PR #3846, opened 2025-03-08
feat: Add logger to logger example

mcmah309:
initializing the logger was missing from the logging example so nothing was ever logged.

### DIFF
--- a/examples/logging.rs
+++ b/examples/logging.rs
@@ -11,10 +11,12 @@
 //!
 //! To use the dioxus logger in your app, simply call any of the tracing functions (info!(), warn!(), error!())
 
-use dioxus::logger::tracing::{debug, error, info, warn};
+#[allow(unused_imports)]
+use dioxus::logger::tracing::{debug, error, info, warn, Level};
 use dioxus::prelude::*;
 
 fn main() {
+    dioxus::logger::init(Level::INFO).expect("Failed to initialize logger");
     dioxus::launch(app);
 }
 
@@ -31,7 +33,10 @@ fn app() -> Element {
                 "Error!"
             }
             button {
-                onclick: move |_| debug!("Here's a debug"),
+                onclick: move |_| {
+                    debug!("Here's a debug");
+                    warn!("The log level is set to info so there should not be a debug message")
+                },
                 "Debug!"
             }
             button {


mcmah309:
Ah yes, you are correct. I had these small changes from a few weeks ago when I worked on https://github.com/DioxusLabs/dioxus/pull/3775 and misremembered the reason I made them. I was starting work on somthing else in dioxus so I decided to commit them in this small PR. Still, might be a good idea to include explict logging setup in the logging example. If not, feel free to close.

Side: In addition to https://github.com/DioxusLabs/dioxus/pull/3775 , I thought it would be a good idea to add programmatic filtering to the api e.g. [Targets](https://docs.rs/tracing-subscriber/0.3.19/tracing_subscriber/filter/targets/struct.Targets.html) . Which would allow web support for filtering as well. And adding https://crates.io/crates/tracing-log as default might be worthwhile as well (crates like [rfd](https://crates.io/crates/rfd) use the `log` crate so nothing gets logged without it) . But I was waiting on feedback on that PR before doing anything.

ousado:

▶ **Exercise details**: From the first line of the records through the line with "Ah yes, you", retype everything word for word, including both ends.

▶ **Answer to the problem**:
PR #3846, opened 2025-03-08
feat: Add logger to logger example

mcmah309:
initializing the logger was missing from the logging example so nothing was ever logged.

### DIFF
--- a/examples/logging.rs
+++ b/examples/logging.rs
@@ -11,10 +11,12 @@
 //!
 //! To use the dioxus logger in your app, simply call any of the tracing functions (info!(), warn!(), error!())
 
-use dioxus::logger::tracing::{debug, error, info, warn};
+#[allow(unused_imports)]
+use dioxus::logger::tracing::{debug, error, info, warn, Level};
 use dioxus::prelude::*;
 
 fn main() {
+    dioxus::logger::init(Level::INFO).expect("Failed to initialize logger");
     dioxus::launch(app);
 }
 
@@ -31,7 +33,10 @@ fn app() -> Element {
                 "Error!"
             }
             button {
-                onclick: move |_| debug!("Here's a debug"),
+                onclick: move |_| {
+                    debug!("Here's a debug");
+                    warn!("The log level is set to info so there should not be a debug message")
+                },
                 "Debug!"
             }
             button {


mcmah309:
Ah yes, you are correct. I had these small changes from a few weeks ago when I worked on https://github.com/DioxusLabs/dioxus/pull/3775 and misremembered the reason I made them. I was starting work on somthing else in dioxus so I decided to commit them in this small PR. Still, might be a good idea to include explict logging setup in the logging example. If not, feel free to close.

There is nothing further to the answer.